Voor het eerst in de geschiedenis telt Spanje meer dan één miljoen Latijns-Amerikanen die officieel werken en zijn aangesloten bij de Spaanse sociale zekerheid. Deze mijlpaal markeert de groeiende aanwezigheid van Latijns-Amerikaanse werknemers in het land, die inmiddels een van de belangrijkste groepen vormen op de Spaanse arbeidsmarkt.
De meeste geregistreerde werkenden komen uit Colombia (ongeveer 253.000), Venezuela (ruim 207.000), Peru (99.000), Ecuador (76.000) en Argentinië (69.000). Ook uit landen als Honduras, Paraguay, Brazilië, Cuba en Bolivia komen tienduizenden mensen die in Spanje werk hebben gevonden.
De horeca is veruit de grootste werkgever onder deze groep. Bijna een kwart van de Venezolanen en Argentijnen werkt in cafés, restaurants of hotels. Ook Colombianen en Peruanen zijn sterk vertegenwoordigd in deze sector. Daarnaast zijn veel Latijns-Amerikanen actief in de handel en de bouw, vooral Ecuadorianen die vaak al sinds het begin van deze eeuw in Spanje wonen.
De gemiddelde leeftijd van deze werkenden ligt laag: de helft is 34 jaar of jonger.
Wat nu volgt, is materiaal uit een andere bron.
PR #42426, opened 2026-09-09
feat(cli): surface the downloads page in `assistant clients` help

awlevin:
## Why

When the assistant determines a user needs the desktop app, it has no way to produce the download link from context.

The failure path:

1. The assistant runs `assistant clients --help`, then `assistant clients list`, sees only a `web` client, and correctly infers a desktop client is needed for `host_bash` / `host_file`.
2. It then searches plugins and the skills catalog looking for a download link. Neither surface has one, so it has to stop and ask the user whether it should go find the link.
3. On approval it falls back to `web_search`. The top result for "Vellum desktop app download macOS" is **a different product named Vellum** (an ebook-creation tool), so the correct link has to be picked out of a mixed result set.

The URL is nowhere in the assistant's context, and the system prompt never mentions the desktop app. The assistant can still land on the right answer, but only via a search that surfaces an unrelated product first, and it costs two extra turns plus a web search to get there.

## What

`assistant clients --help` is the surface the assistant consults here, and it is read exactly when no desktop client is connected. It already described the client types but never said where to get one, or which client provides what.

The help now renders the capability matrix and points at the downloads page, with an instruction to share it proactively rather than waiting to be asked:

```
Which client provides which host capability:

  macOS desktop     host_bash, host_file, host_cu, host_cu_window_capture, host_cu_annotate, host_browser, host_app_control, host_ui_snapshot
  Windows desktop   host_bash, host_file, host_cu, host_browser, host_ui_snapshot
  Linux desktop     host_bash, host_file, host_cu, host_browser, host_ui_snapshot
  Chrome extension  host_browser

Any client not listed above (web, iOS, Android, CLI) provides no host
capabilities, so never offer a mobile app to unblock one.
```

No system-prompt cost: this text loads only when the assistant reaches for the `clients` command.

`computer-use/SKILL.md` would be the wrong home for this, since it is preactivated only for conversations that *already* have a connected desktop.

### The matrix is generated, not restated

Writing that table by hand immediately produced a bug (the first revision advertised iOS and Android for host capabilities they do not have), so it is not hand-written. `assistant/src/types/host-capabilities.ts` now holds the matrix as data; `supportsHostProxy` answers from it and the help renders it, so adding a capability or a client updates both.

It lives under `types/` rather than beside the predicate because `cli/no-daemon-internals` forbids CLI command files from hoisting daemon modules into the static import graph. `types/` is one of that rule's sanctioned leaf zones. `channels/types.ts` re-exports for existing consumers.

The `--capability` flag's help had the same problem in miniature: it listed five of the eight capabilities, so the three it omitted worked but were undiscoverable. It renders from the same list now.

## Risk

**This PR changes `supportsHostProxy`, which gates all host routing.** That is a bigger blast radius than the help-text change it serves, so it deserves a human eye rather than a bot's.

Evidence it is behaviour-preserving:

- Before deleting the old implementation, old and new were diffed exhaustively across every interface x capability pair plus the no-arg predicate form: zero differences.
- Its 34 existing tests pass unchanged.
- All 214 tests across every consumer pass (host-filesystem, app-control preactivation, conversation tool setup, host-proxy interface).

The refactor also splits two questions the old implementation conflated behind one overloaded name, which is what made the chrome-extension case easy to get wrong: `isHostProxyInterfaceId` (is this a desktop client) and `hostProxyCapabilities` (what does it provide). The no-arg predicate still rejects chrome-extension exactly as before.

If the reviewer would rather not carry that risk here, say so and the refactor splits into its own PR with just the help text landing now.

## Testing

- `bunx tsc --noEmit` in `assistant/` - clean
- 94 tests across the affected suites - pass
- `bunx eslint` on all changed files - clean
- Rendered help inspected directly, not just asserted

New `clients.help.test.ts` asserts the rendered help covers every capability in the table and never names a zero-capability client beside the download link.

## Not in this PR

A `/download` to `/downloads` fix in `schedule/SKILL.md` started here and was dropped: it conflicted on the docs-sync fingerprint every time main touched that file, twice in one afternoon, and it is a cosmetic redirect fix (the singular 308s to the plural) unrelated to this change. It can land on its own.

https://claude.ai/code/session_018zrfzA2VX4Bxhb85MUS6kH


awlevin:
Both review comments were correct, and they were the same bug. Fixed in 4633f12eb8.

Verified against `supportsHostProxy` in `assistant/src/channels/types.ts` rather than taking the finding at face value:

- host proxies narrow to `macos | windows | linux` (`HostProxyInterfaceId`); iOS, Android and web provide nothing
- `host_app_control` is macOS-only, and so are `host_cu_window_capture` and `host_cu_annotate` (they short-circuit ahead of the per-interface rules)
- Windows and Linux do get `host_browser`, so the extension is not the only source of it
- `chrome-extension` is `host_browser` and nothing else

The help text now states the matrix per platform and says outright that web/iOS/Android provide no host capabilities, so the assistant cannot offer a mobile app to unblock a host task.

One thing neither review raised: restating the matrix in help text creates a third place that has to track `supportsHostProxy`, which is exactly how this defect appeared. I added reciprocal lock-step comments between the two files. `types.ts` already carried a lock-step note for its own type/implementation pair, so the help file is now named there too.

`tsc --noEmit` clean; `host-proxy-preactivation.test.ts` + `skill-docs-sync-guard.test.ts` 34 pass.

awlevin:
@codex review

awlevin:
Both P2s addressed in cb06934ea1. They were the same root cause, so one change closes both.

**Derive the capability matrix from shared data** — agreed, and the rule cited is the right one: this was the second occurrence, which is the trigger. The matrix now lives in `assistant/src/types/host-capabilities.ts` as data. `supportsHostProxy` answers from that table and the help text renders it, so adding a capability or a client updates both.

It went under `types/` rather than beside the predicate because of a constraint worth naming: `cli/no-daemon-internals` forbids CLI command files from hoisting daemon modules into the static import graph, and importing `channels/types.js` from the help tripped it. `types/` is one of that rule's sanctioned leaf zones, so the shared module lands there and `channels/types.ts` re-exports for existing consumers.

**Do not describe all host capabilities as desktop-only** — correct, the prose contradicted itself on `host_browser`. Rendering the table removes the contradiction rather than rewording it:

```
  macOS desktop     host_bash, host_file, host_cu, host_cu_window_capture, host_cu_annotate, host_browser, host_app_control, host_ui_snapshot
  Windows desktop   host_bash, host_file, host_cu, host_browser, host_ui_snapshot
  Linux desktop     host_bash, host_file, host_cu, host_browser, host_ui_snapshot
  Chrome extension  host_browser
```

**On the behaviour risk:** `supportsHostProxy` gates host routing, so I did not want to rewrite it on inspection alone. Before deleting the old implementation I diffed old against new exhaustively over every interface x capability pair plus the no-arg predicate form: zero differences. Its existing 34 tests then passed unchanged, as did all 214 tests across every consumer (host-filesystem, app-control preactivation, conversation tool setup).

One thing that came out of it: the old implementation conflated "is this a desktop client" with "does it provide capability X" behind a single overloaded name, which is what made the chrome-extension case easy to get wrong. Those are now `isHostProxyInterfaceId` and `hostProxyCapabilities`. The no-arg predicate still rejects chrome-extension exactly as before.

Also added `clients.help.test.ts`, which asserts the rendered help covers every capability in the table and that no zero-capability client is named next to the download link.

awlevin:
@codex review

awlevin:
Addressed in 7458ce7d63: one of the two as asked, one deliberately not.

**P1 em dash** — fixed. My addition, repo rule, no argument.

**P2 derive the desktop ids from the table** — declining the full version, taking the cheap half.

I built the derived version first: a `desktop: boolean` on each table entry, with `HostProxyInterfaceId` computed off it via a mapped type. It worked, and I reverted it. Deriving a three-member union that changes only when we port to a new desktop OS costs every future reader a mapped type to decode `"macos" | "windows" | "linux"`, and adding a desktop platform is a months-long effort that could not plausibly miss this union. That is a worse trade than the drift it prevents.

What I kept is the part that actually catches the failure mode described: a compile-time assertion that every `HostProxyInterfaceId` has an entry in `HOST_PROXY_SUPPORT`. Add a desktop client to the union without capabilities and the build fails. The inverse direction, an entry with no union member, is correct by design: that is exactly what chrome-extension is.

Worth being explicit that the earlier P2 and this one are not the same finding. The first was a real duplication of behaviour across two files that had already produced a user-visible bug, and deriving it was right. This one is a three-member union sitting next to the table that defines it, in the same file, both in view at once. "Extract on the second occurrence" is the rule; a type-level assertion satisfies it here without the indirection.

Happy to be overruled by a human reviewer who would rather have the derived union.

awlevin:
Rebased onto main and narrowed scope. Now MERGEABLE.

The conflict was the schedule skill's docs-sync fingerprint. Both sides bumped it and main also edited the SKILL.md, so neither recorded hash matched the merged file. I recomputed it from merged content the first time, then main touched that SKILL.md again within the hour and it re-conflicted.

Rather than re-resolve a hot file on every rebase, the schedule change left the PR: it was a cosmetic `/download` to `/downloads` fix (the singular 308s to the plural) unrelated to the CLI help this PR exists for. It can land on its own. One PR, one logical change.

This branch is now four source files and no skill content. Post-rebase: `tsc --noEmit` clean, 94 tests pass, CI green.

awlevin:
@codex review

awlevin:
Self-review caught a crash I introduced in the refactor. Fixed in ace45855a3.

`hostProxyCapabilities` looked the id up with `id in HOST_PROXY_SUPPORT`. `in` walks the prototype chain, so:

- `hostProxyCapabilities("toString")` returned `Function.prototype.toString`, not an empty list
- `supportsHostProxy("toString", "host_bash")` then threw `TypeError: .includes is not a function`

The old implementation compared ids with `===` and returned false for these, so this was a regression, not a pre-existing bug. It survived my first equivalence check because I only probed `INTERFACE_IDS`, which by construction excludes exactly the strings that trigger it.

It matters because interface ids arrive from client connections and persisted rows. The `InterfaceId` parameter type is a compile-time claim about a value that crosses a runtime boundary, so the lookup has to be total over arbitrary strings.

Fix is `Object.hasOwn`. Re-ran the exhaustive old-vs-new diff, this time with prototype keys in the probe set: 23 ids x 9 capability values, zero differences. Regression test added to `types.test.ts` covering toString, constructor, valueOf, hasOwnProperty and isPrototypeOf.

Worth noting neither bot flagged this across three reviews, and Codex has not responded to the last two `@codex review` requests, so commits after cb06934ea1 have had no bot pass at all.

Dat wijst op een jonge beroepsbevolking die een belangrijke rol speelt in de Spaanse economie. Alleen bij Ecuadorianen ligt de leeftijd gemiddeld iets hoger, omdat zij tot de eerste migratiegolven behoorden.
De meeste Latijns-Amerikaanse werknemers wonen in de regio Madrid, waar zij samen ongeveer 5 procent van alle werkenden vertegenwoordigen. Andere regio’s zoals Catalonië en Andalusië trekken ook veel werknemers aan, terwijl in gebieden als Extremadura of La Rioja de aantallen beperkt blijven.
Volgens officiële cijfers waren er in september 1.062.000 Latijns-Amerikanen aangesloten bij de Spaanse sociale zekerheid. Het nationale statistiekbureau schat echter dat, inclusief mensen zonder officiële registratie, het werkelijke aantal al rond de 1,5 miljoen ligt. Daarmee is deze groep uitgegroeid tot een onmisbare motor van de Spaanse arbeidsmarkt.